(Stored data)
# # # # # # #

PR #762, opened 2021-08-31
added corp type and filing type to fee schedules endpoint

saravanpa-aot:
*Issue #:*
https://github.com/bcgov/entity/issues/8631

*Description of changes:*

- Added corp type and filing type details into schema
- Added a description search.. the search is not perfect ;I will improve it later.Put a TODO for this.. 

### DIFF
--- a/pay-api/src/pay_api/models/fee_schedule.py
+++ b/pay-api/src/pay_api/models/fee_schedule.py
@@ -93,14 +93,14 @@ class FeeSchedule(db.Model):
             query = query.filter_by(corp_type_code=corp_type_code)
 
         if description:
-            # description is free text search
+            # TODO arrive at a better search
             description_list = description.replace(' ', '%')
             query = query.join(CorpType,
                                CorpType.code == FeeSchedule.corp_type_code). \
                 join(FilingType, FilingType.code == FeeSchedule.filing_type_code)
             query = query.filter(
-                or_(func.lower(FilingType.description).contains(description_list.lower(), autoescape=True),
-                    func.lower(CorpType.description).contains(description_list.lower(), autoescape=True)))
+                or_(func.lower(FilingType.description).contains(description_list.lower()),
+                    func.lower(CorpType.description).contains(description_list.lower())))
 
         return query.all()
 
--- a/pay-api/src/pay_api/models/fee_schedule.py
+++ b/pay-api/src/pay_api/models/fee_schedule.py
@@ -14,14 +14,15 @@
 """Model to handle all operations related to fee and fee schedule."""
 
 from datetime import date, datetime
+from operator import or_
 
-from sqlalchemy import ForeignKey
+from sqlalchemy import ForeignKey, func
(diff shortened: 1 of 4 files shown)


pay-api/src/pay_api/models/fee_schedule.py
```diff
@@ -91,6 +92,16 @@ def find_all(cls, corp_type_code: str = None, filing_type_code: str = None):
...
             query = query.filter_by(corp_type_code=corp_type_code)
 
+        if description:
+            # description is free text search
+            description_list = description.replace(' ', '%')
+            query = query.join(CorpType,
+                               CorpType.code == FeeSchedule.corp_type_code). \
+                join(FilingType, FilingType.code == FeeSchedule.filing_type_code)
+            query = query.filter(
+                or_(func.lower(FilingType.description).contains(description_list.lower(), autoescape=True),
```
sumesh-aot, line 102: Shouldn't this be using `like` rather than `contains` ? with autoescape can `contains` handle multiple `%` ?

pay-api/src/pay_api/models/fee_schedule.py
```diff
@@ -91,6 +92,16 @@ def find_all(cls, corp_type_code: str = None, filing_type_code: str = None):
         if corp_type_code:
             query = query.filter_by(corp_type_code=corp_type_code)
 
+        if description:
+            # description is free text search
+            description_list = description.replace(' ', '%')
```
sumesh-aot, line 97: may be have a better name than `_list`, I thought it's a list and was wondering how `lower()' function would work on list. Then realized it's not list but a string.

pay-api/src/pay_api/resources/fee_schedule.py
```diff
@@ -19,12 +19,9 @@
 
 from pay_api.exceptions import BusinessException
```
sumesh-aot, line 20: Missing test cases.

sumesh-aot (approved):
Good to merge once test cases are added. Also please see the comments.

karthik-aot (approved):

pay-api/src/pay_api/models/fee_schedule.py
saravanpa-aot: hm..yeah..i am planning to rewrite this...  i was trying to split the string and do a like in both of the fields ; i think thats the way to go...the challenge with multiple % is basically we are searching same string in two columns ...might not be present in one column ;but in other... so have to figure it out...   I will definitely rewrite it after the core functionality of payment is done..

pay-api/src/pay_api/models/fee_schedule.py
saravanpa-aot: changed

pay-api/src/pay_api/resources/fee_schedule.py
saravanpa-aot: added test case

PR #814, opened 2021-11-10
party name changed to account id instead of account name

saravanpa-aot:
*Issue #:*
https://github.com/bcgov/entity/issues/9561

*Description of changes:*

- changes to party name being account id

### DIFF
--- a/pay-api/src/pay_api/config.py
+++ b/pay-api/src/pay_api/config.py
@@ -105,7 +105,7 @@ class _Config():  # pylint: disable=too-few-public-methods
     CFS_ACCOUNT_DESCRIPTION = _get_config('CFS_ACCOUNT_DESCRIPTION', default='BCR')
     CFS_INVOICE_PREFIX = os.getenv('CFS_INVOICE_PREFIX', 'REG')
     CFS_RECEIPT_PREFIX = os.getenv('CFS_RECEIPT_PREFIX', 'RCPT')
-    CFS_PARTY_PREFIX = os.getenv('CFS_RECEIPT_PREFIX', '')
+    CFS_PARTY_PREFIX = os.getenv('CFS_PARTY_PREFIX', 'BCR-')
 
     # PAYBC Direct Pay Settings
     PAYBC_DIRECT_PAY_REF_NUMBER = _get_config('PAYBC_DIRECT_PAY_REF_NUMBER')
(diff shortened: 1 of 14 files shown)


pay-api/src/pay_api/services/cfs_service.py
```diff
@@ -38,21 +38,23 @@ class CFSService(OAuthService):
...
     @classmethod
-    def create_cfs_account(cls, name: str, contact_info: Dict[str, Any],
-                           payment_info: Dict[str, any] = None, receipt_method: str = None) -> Dict[str, str]:
+    def create_cfs_account(cls, identifier: str, contact_info: Dict[str, Any],  # pylint: disable=too-many-arguments
+                           payment_info: Dict[str, any] = None,
+                           receipt_method: str = None, site_name=None) -> Dict[str, str]:
         """Create a cfs account and return the details."""
-        name = re.sub(r'[^a-zA-Z0-9]+', ' ', name)
+        party_prefix = current_app.config.get('CFS_PARTY_PREFIX')
+        party_id = re.sub(r'[^a-zA-Z0-9]+', ' ', f'{party_prefix}{identifier}')  # TODO is the prefixing needed?
```
saravanpa-aot, line 46: I am not sure if this is really needed...do we need it?

pay-api/src/pay_api/config.py
```diff
@@ -105,6 +105,7 @@ class _Config():  # pylint: disable=too-few-public-methods
     CFS_ACCOUNT_DESCRIPTION = _get_config('CFS_ACCOUNT_DESCRIPTION', default='BCR')
     CFS_INVOICE_PREFIX = os.getenv('CFS_INVOICE_PREFIX', 'REG')
     CFS_RECEIPT_PREFIX = os.getenv('CFS_RECEIPT_PREFIX', 'RCPT')
+    CFS_PARTY_PREFIX = os.getenv('CFS_RECEIPT_PREFIX', '')
```
sumesh-aot, line 108: need fix on the env var name. Also better to default it to BCR? But check with John or Jyoti first.

pay-api/src/pay_api/services/cfs_service.py
sumesh-aot: It was needed when we were using entity names (first version of CC) as the party name. No longer needed

pay-api/tests/unit/services/test_pad_service.py
```diff
@@ -30,7 +30,7 @@ def test_create_account(session):
         'bankTransitNumber': 222,
         'bankAccountNumber': 33333333
     }
-    account = pad_service.create_account(name='Test Account', contact_info={}, payment_info=payment_info)
+    account = pad_service.create_account(identifier='Test Account', contact_info={}, payment_info=payment_info)
```
sumesh-aot, line 33: May be change the identifer to account id, to not confuse ?

sumesh-aot (approved):

PR #825, opened 2021-11-24
Cancel inv cfs

saravanpa-aot:
*Issue #:*
https://github.com/bcgov/entity/issues/9316

*Description of changes:*

### DIFF
--- a/pay-api/src/pay_api/services/cfs_service.py
+++ b/pay-api/src/pay_api/services/cfs_service.py
@@ -434,6 +434,33 @@ class CFSService(OAuthService):
         current_app.logger.debug('>Created CFS Invoice NSF Adjustment')
         return adjustment_response.json()
 
+    @classmethod
+    def adjust_invoice(cls, cfs_account: CfsAccountModel, inv_number: str, amount: float):
+        """Add adjustment to the invoice."""
+        current_app.logger.debug('>Creating Adjustment for Invoice: %s', inv_number)
+        access_token: str = CFSService.get_token().json().get('access_token')
+        cfs_base: str = current_app.config.get('CFS_BASE_URL')
+        adjustment_url = f'{cfs_base}/cfs/parties/{cfs_account.cfs_party}/accs/{cfs_account.cfs_account}/sites/' \
+                         f'{cfs_account.cfs_site}/invs/{inv_number}/adjs/'
+        current_app.logger.debug('Adjustment URL %s', adjustment_url)
+
+        adjustment = dict(
+            comment='Invoice cancellation',
+            lines=[
+                {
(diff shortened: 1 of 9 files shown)


pay-api/src/pay_api/services/cfs_service.py
```diff
@@ -426,6 +434,33 @@ def add_nsf_adjustment(cls, cfs_account: CfsAccountModel, inv_number: str, amoun
...
+        adjustment_url = f'{cfs_base}/cfs/parties/{cfs_account.cfs_party}/accs/{cfs_account.cfs_account}/sites/' \
+                         f'{cfs_account.cfs_site}/invs/{inv_number}/adjs/'
+        current_app.logger.debug('Adjustment URL %s', adjustment_url)
+
+        adjustment = dict(
+            comment='Invoice cancellation',
+            lines=[
+                {
+                    'line_number': '1',
+                    'adjustment_amount': str(amount),
```
sumesh-aot, line 452: Adjustment amount has to be how much amount needs to be deducted from the invoice. So if invoice amount is 100, then adjustment_amount should be `-100`.

pay-api/src/pay_api/services/cfs_service.py
```diff
@@ -426,6 +434,33 @@ def add_nsf_adjustment(cls, cfs_account: CfsAccountModel, inv_number: str, amoun
...
+                    'activity_name': 'BC Registries - Invoice cancellation'
```
sumesh-aot, line 453: activity_name is CFS_ADJ_ACTIVITY_NAME from constants file

pay-api/src/pay_api/services/internal_pay_service.py
```diff
@@ -109,6 +109,11 @@ def process_cfs_refund(self, invoice: InvoiceModel):
         if routing_slip := RoutingSlipModel.find_by_number(routing_slip_number):
             routing_slip.remaining_amount += decimal.Decimal(invoice.total)
             routing_slip.flush()
+            invoice.invoice_status_code = InvoiceStatus.REFUND_REQUESTED.value
+        else:
```
sumesh-aot, line 113: If it's not new FAS routing slip, we don't support refund. So it should be raising error, correct ?

pay-api/src/pay_api/services/cfs_service.py
saravanpa-aot: Done

pay-api/src/pay_api/services/internal_pay_service.py
saravanpa-aot: Good catch.Done

sumesh-aot (approved):

PR #911, opened 2022-04-25
11211 - Fix remaining_amount for NSF. 

seeker25:
*Issue #:*
https://github.com/bcgov/entity/issues/11211

*Description of changes:*
Fix remaining_amount for NSF.
Also prevent linking NSF to parent. 


pay-api/src/pay_api/services/fas/routing_slip.py
```diff
@@ -385,11 +385,9 @@ def update(cls, rs_number: str, action: str, request_json: Dict[str, any], **kwa
             RoutingSlipStatusTransitionService.validate_possible_transitions(routing_slip, status)
             status = RoutingSlipStatusTransitionService.get_actual_status(status)
 
+            # Our routing_slips job will create an invoice (under transactions in the UI).
             if status == RoutingSlipStatus.NSF.value:
-                total_paid_to_reverse: float = 0
-                for rs in (routing_slip, *RoutingSlipModel.find_children(routing_slip.number)):
-                    total_paid_to_reverse += rs.total
-                routing_slip.remaining_amount = -total_paid_to_reverse
+                routing_slip.remaining_amount += -routing_slip.total
```
shabeeb-aot, line 390: what about the child routing slip?

shabeeb-aot (approved):

pay-api/src/pay_api/services/fas/routing_slip.py
seeker25: When routing slips are linked from child to parent the balance is transferred to the parent.
I've also put in a block in there that doesn't allow linking NSF -> Active. Only allowed to link Active -> NSF etc.

seeker25: Scenario 1  - Two active linked tickets - Parent set to NSF - no problem the parent carries the balance
Scenario 2 - Two active linked tickets - Child set to NSF - **Scenario I think we'd have to look at**
Scenario 3 - NSF, then linked afterwards by Active - Balance transferred from Active -> NSF
Scenario 4 - NSF linked to Active - can't happen, will lose NSF status because it changes to LINK, recent changes blocks this

shabeeb-aot (approved):

PR #919, opened 2022-04-29
11899 - CSO total and service fee fix

ritvick:
*Issue #:*
https://github.com/bcgov/entity/issues/11899

*Description of changes:*
1. For CSO team, the service fee has to be multiplied with quantity
2. For all cases the total of line item was not correct, previously total was assigned total_excluding_service_fee, changed it to actual total.


pwei1018 (commented):
Test case?

pwei1018 (approved):

PR #963, opened 2022-07-14
11991 - UXA feedback on ticket 9014 - pay API - BC Online Error Modal

seeker25:
*Issue #:*
https://github.com/bcgov/entity/issues/11991

*Description of changes:*
Small logging fixes. 
Add index for payment_account_id.
Dependency update. 
Fix unit test migrations (broke this whoops). 
Exclude versions, where necessary, this will allow the schemas to be built without querying the version tables. 


pay-api/src/pay_api/models/account_fee.py
```diff
@@ -70,6 +70,6 @@ class Meta:  # pylint: disable=too-few-public-methods
         """Returns all the fields from the SQLAlchemy class."""
 
         model = AccountFee
-        exclude = ['service_fee']
+        exclude = ['versions', 'service_fee']
```
seeker25, line 73: We included versions in auth, and it would query the versions table. I've opted to just put them in each schema instead of BaseSchema here because there are way less instances of them.

ritvick (approved):

PR #977, opened 2022-08-19
13309 - $0 Totals stuck in Approved for EJV/PAD

seeker25:
*Issue #:*
https://github.com/bcgov/entity/issues/13309

*Description of changes:*
Move distribution code back to being set on total = 0, because it's used for getting service fees for EJV payment processing.

Removing this on the job side as well, we'll need to do a data fix to slot in all of the distribution codes  for totals with $0 (at least for EJV). 


seeker25:
This requires a data fix as well.

ritvick (approved):

PR #1011, opened 2022-11-15
Add dynamic exclusion of versions field, similar to SBC-AUTH.

seeker25:
This is to facilitate being able to use jupyter notebooks with SBC-AUTH and SBC-PAY at the same time.

### DIFF
--- a/pay-api/src/pay_api/models/base_schema.py
+++ b/pay-api/src/pay_api/models/base_schema.py
@@ -21,6 +21,12 @@ from .db import ma
 class BaseSchema(ma.ModelSchema):  # pylint: disable=too-many-ancestors
     """Base Schema."""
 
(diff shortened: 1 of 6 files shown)


pay-api/src/pay_api/models/base_schema.py
```diff
@@ -21,6 +21,12 @@
 class BaseSchema(ma.ModelSchema):  # pylint: disable=too-many-ancestors
     """Base Schema."""
 
+    def __init__(self, *args, **kwargs):
```
seeker25, line 24: https://github.com/bcgov/sbc-auth/blob/b6fe708e6d48648290bff62aa7c218b4b9dda5bc/auth-api/src/auth_api/schemas/base_schema.py#L26

lekshmimallika-aot (approved):

PR #1016, opened 2022-11-19
14316 - Override staff bcol code for CSO fee.

seeker25:
*Issue #:*
https://github.com/bcgov/entity/issues/14316

*Description of changes:*
 Add in a role to override staff bcol code. Supports CSO's use case of partial refunds. 


seeker25:
I think this will take some more review.. looking at BCOL API there is a condition in there to check if staff or not..

If staff it calls a certain wsdl method.. non staff a different wsdl method.

Jxio (approved):

seeker25:
This needs to change a bit, 
image

PR #1036, opened 2022-12-07
11314 - Part 2 - Update to jobs for VOID routing slips.

seeker25:
*Issue #:*
https://github.com/bcgov/entity/issues/11314

*Description of changes:*
Update to jobs for VOID routing slips.


seeker25:
Requirements.txt needs to be updated, I'll figure out an easy way today to grab the commit hash from the targeted branch - so it worked similar to before (while still being compatible with your Makefile changes).

kialj876 (approved):

kialj876:
> Requirements.txt needs to be updated, I'll figure out an easy way today to grab the commit hash from the targeted branch - so it works similar to before (while still being compatible with your Makefile changes).

It's already grabbing from the commit hash so I think you can just update that once your other PR is merged?

seeker25:
@kialj876 I changed the makefile, very slightly, should provide us the hashes now while pointing at a branch.

jobs/payment-jobs/requirements.txt
```diff
@@ -1,26 +1,46 @@
+-e git+https://github.com/bcgov/sbc-common-components.git@dd41940a5465750bfed5c5fe1b06d3375ca13dcd#egg=sbc_common_components&subdirectory=python
```
seeker25, line 1: I read the order doesn't matter in this file, it builds a dependency graph I believe

PR #1827, opened 2024-11-19
24432 - Bottom of EFT statement dynamic amount owing should be immutable

seeker25:
*Issue #:*
https://github.com/bcgov/entity/issues/24432

*Description of changes:*


seeker25:
This approach wont work, for PAD - payment_date could be a couple of days ahead of when the invoice was created

PR #1829, opened 2024-11-20
24432 - Bottom of EFT statement dynamic amount owing should be immutable

seeker25:
*Issue #:*
https://github.com/bcgov/entity/issues/24432


Jxio (approved):

ochiu (approved):
LGTM. Glad we were able to use dates to calculate on the fly and the backwards compatibility on non EFT statement calculations were kept intact.

PR #1846, opened 2024-12-03
Revert db.session.query

seeker25:


pay-api/src/pay_api/models/payment.py
```diff
@@ -319,9 +319,7 @@ def search_purchase_history(  # noqa:E501; pylint:disable=too-many-arguments, to
         if not return_all:
             count_future = executor.submit(cls.get_count, auth_account_id, search_filter)
             sub_query = cls.generate_subquery(auth_account_id, search_filter, limit, page)
-            # Need to do it this way otherwise doesn't know how to join for the subquery for some reason.
-            invoice_ids = {item for t in sub_query.all() for item in t}
```
seeker25, line 323: Doesn't work with > 65535 rows

PR #1862, opened 2024-12-13
Increase from 60k to 100k on CSV export

seeker25:


seeker25:
Need to do some quick testing for this

seeker25:
Highest counts are about 50k transactions in a month, 60k is close to the limit, 100k should be good

ochiu (approved):

PR #1873, opened 2025-01-10
24174- Handling statement template invoices with no payment date

rodrigo-barraza:
*Issue #:*
https://github.com/bcgov/entity/issues/24174

*Description of changes:*
Fixed an issue with the template not generating when there is no payment date on an invoice.

### DIFF
--- a/pay-api/src/pay_api/services/statement.py
+++ b/pay-api/src/pay_api/services/statement.py
@@ -358,9 +358,10 @@ class Statement:  # pylint:disable=too-many-public-methods
 
         latest_payment_date = None
         for invoice in statement_invoices:
-            if invoice.payment_date is not None:
-                if latest_payment_date is None or invoice.payment_date > latest_payment_date:
-                    latest_payment_date = invoice.payment_date
+            if invoice.payment_date is None:
+                continue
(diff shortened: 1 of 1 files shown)


pay-api/src/pay_api/services/statement.py
```diff
@@ -358,8 +358,9 @@ def _populate_statement_summary(cls, statement: StatementModel, statement_invoic
 
         latest_payment_date = None
         for invoice in statement_invoices:
-            if latest_payment_date is None or invoice.payment_date > latest_payment_date:
-                latest_payment_date = invoice.payment_date
+            if invoice.payment_date is not None:
```
ochiu, line 361: Less nesting if just continue if invoice.payment_date isn't there

if Invoice.payment_date is None:
   continue

ochiu (approved):

pay-api/src/pay_api/services/statement.py
seeker25:
```
latest_payment_date = max(
    (invoice.payment_date for invoice in statement_invoices if invoice.payment_date is not None),
    default=None
)
```

seeker25 (approved):

PR #1898, opened 2025-02-11
Set PRODUCT for BTR so queue messages may flow

seeker25:


kialj876 (approved):
Thanks!

PR #1941, opened 2025-04-09
27109 - Allow sandbox users to use account-ui to update their pad details

seeker25:
*Description of changes:*
Fix sandbox code so sandbox users can use account-ui to update their pad details


pay-api/src/pay_api/services/base_payment_system.py
```diff
@@ -355,9 +354,8 @@ def skip_invoice_for_sandbox(function):
     @functools.wraps(function)
     def wrapper(*func_args, **func_kwargs):
         """Complete any post invoice activities if needed."""
-        user: UserContext = func_kwargs["user"]
-        if user.is_sandbox():
```
seeker25, line 359: This isn't very useful when users use the GUI to create accounts or invoices etc, so we need to move it to an environment name check

pay-api/src/pay_api/resources/v1/bank_accounts.py
```diff
@@ -38,14 +38,28 @@ def post_bank_account_validate():
...
+                "bankNumber": request_json["bankNumber"],
+                "branchNumber": request_json["branchNumber"],
+                "isValid": True,
+                "message": ["VALID"],
+                "statusCode": 200,
+                "transitAddress": "",
+            }
+            status = HTTPStatus.OK
+        else:
+            response, status = CFSService.validate_bank_account(request_json), HTTPStatus.OK
```
seeker25, line 61: This wont work from GCP

PR #1946, opened 2025-04-23
25980 - Send feedback to client that credit is available on acct

Jxio:
*Issue #:*
https://github.com/bcgov/entity/issues/25980
*Description of changes:*

### DIFF
--- a/pay-api/src/pay_api/templates/credit_add_notification.html
+++ b/pay-api/src/pay_api/templates/credit_add_notification.html
@@ -1,0 +1,15 @@
+# ${{ amount }} credit added to your account
+
+We've added ${{ amount }} credit to your account:
+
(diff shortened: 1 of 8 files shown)


pay-api/src/pay_api/templates/credit_add_notification.html
```diff
@@ -0,0 +1,15 @@
+# ${{ amount }} credit added to your account
+
+We've added ${{ amount }} credit to your account:
```
seeker25, line 3: isn't this the same thing repeated?

seeker25: @Jxio

seeker25: image

PR #1980, opened 2025-05-23
24607 - Add in cron for jobs as part of GCP migration

seeker25:
*Issue #:*
https://github.com/bcgov/entity/issues/24607


Jxio (approved):

jobs/payment-jobs/schedules/run_create_cfs_invoices.test.cron
```diff
@@ -0,0 +1 @@
+*/30 0-4,15-23 * * *
```
ochiu, line 1: swapped with create account

PR #1983, opened 2025-05-26
28382 price list updates

ochiu:
*Issue #:*
https://github.com/bcgov/entity/issues/28382

*Description of changes:*
- configurable fee schedule to show on price list
- filter updates
- add variable fee attribute to response
- test updates


ochiu:
> can you check the responses for `show_on_pricelist` specifically the CSO route one?
> 
> We'll have to let them know if we're changing the payload.. if not you can just filter them out

Will take a look, if it shows, I will filter it out

ochiu:
Confirmed show_on_pricelist does not appear, no action needed

PR #2013, opened 2025-06-17
28662 - Allow logging to work via secret

seeker25:
*Issue #:*
https://github.com/bcgov/entity/issues/28662

*Description of changes:*
Switch logging to dict, that way we can easily put in as an environment variable


seeker25:
Hmm, should probably do this for pay-queue, pay-admin too

PR #2038, opened 2025-07-10
History table unit test checking

seeker25:
Small unit tests that check the integrity of migrations ensure that the history table lines up with the regular tables


seeker25:
Tested by removing columns under a migration, it would error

# # # # # # #

Instructions to follow: Read through the data and copy every line where "multiple" shows up.

Solution:
sumesh-aot, line 102: Shouldn't this be using `like` rather than `contains` ? with autoescape can `contains` handle multiple `%` ?
saravanpa-aot: hm..yeah..i am planning to rewrite this...  i was trying to split the string and do a like in both of the fields ; i think thats the way to go...the challenge with multiple % is basically we are searching same string in two columns ...might not be present in one column ;but in other... so have to figure it out...   I will definitely rewrite it after the core functionality of payment is done..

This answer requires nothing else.